── RECORDS SHOWN

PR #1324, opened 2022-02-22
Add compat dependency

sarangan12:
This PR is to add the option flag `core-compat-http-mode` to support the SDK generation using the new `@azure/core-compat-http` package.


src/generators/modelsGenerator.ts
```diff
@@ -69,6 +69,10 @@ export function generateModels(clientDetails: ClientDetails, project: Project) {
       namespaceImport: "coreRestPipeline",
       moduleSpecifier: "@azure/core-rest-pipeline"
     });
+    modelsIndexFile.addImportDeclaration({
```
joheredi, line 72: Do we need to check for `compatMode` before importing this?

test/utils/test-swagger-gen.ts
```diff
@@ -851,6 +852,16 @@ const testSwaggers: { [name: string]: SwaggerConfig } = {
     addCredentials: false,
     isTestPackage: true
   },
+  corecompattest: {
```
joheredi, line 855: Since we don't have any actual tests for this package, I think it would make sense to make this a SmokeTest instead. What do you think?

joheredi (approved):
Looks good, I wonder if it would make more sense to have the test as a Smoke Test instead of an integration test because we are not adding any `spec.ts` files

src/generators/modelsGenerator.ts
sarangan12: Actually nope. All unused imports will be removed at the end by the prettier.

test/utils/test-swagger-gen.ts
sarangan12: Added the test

────

> _WORK TO COMPLETE_
Copy each entry exactly, with nothing added or dropped.

> _EXERCISE RESPONSE_
PR #1324, opened 2022-02-22
Add compat dependency

sarangan12:
This PR is to add the option flag `core-compat-http-mode` to support the SDK generation using the new `@azure/core-compat-http` package.


src/generators/modelsGenerator.ts
```diff
@@ -69,6 +69,10 @@ export function generateModels(clientDetails: ClientDetails, project: Project) {
       namespaceImport: "coreRestPipeline",
       moduleSpecifier: "@azure/core-rest-pipeline"
     });
+    modelsIndexFile.addImportDeclaration({
```
joheredi, line 72: Do we need to check for `compatMode` before importing this?

test/utils/test-swagger-gen.ts
```diff
@@ -851,6 +852,16 @@ const testSwaggers: { [name: string]: SwaggerConfig } = {
     addCredentials: false,
     isTestPackage: true
   },
+  corecompattest: {
```
joheredi, line 855: Since we don't have any actual tests for this package, I think it would make sense to make this a SmokeTest instead. What do you think?

joheredi (approved):
Looks good, I wonder if it would make more sense to have the test as a Smoke Test instead of an integration test because we are not adding any `spec.ts` files

src/generators/modelsGenerator.ts
sarangan12: Actually nope. All unused imports will be removed at the end by the prettier.

test/utils/test-swagger-gen.ts
sarangan12: Added the test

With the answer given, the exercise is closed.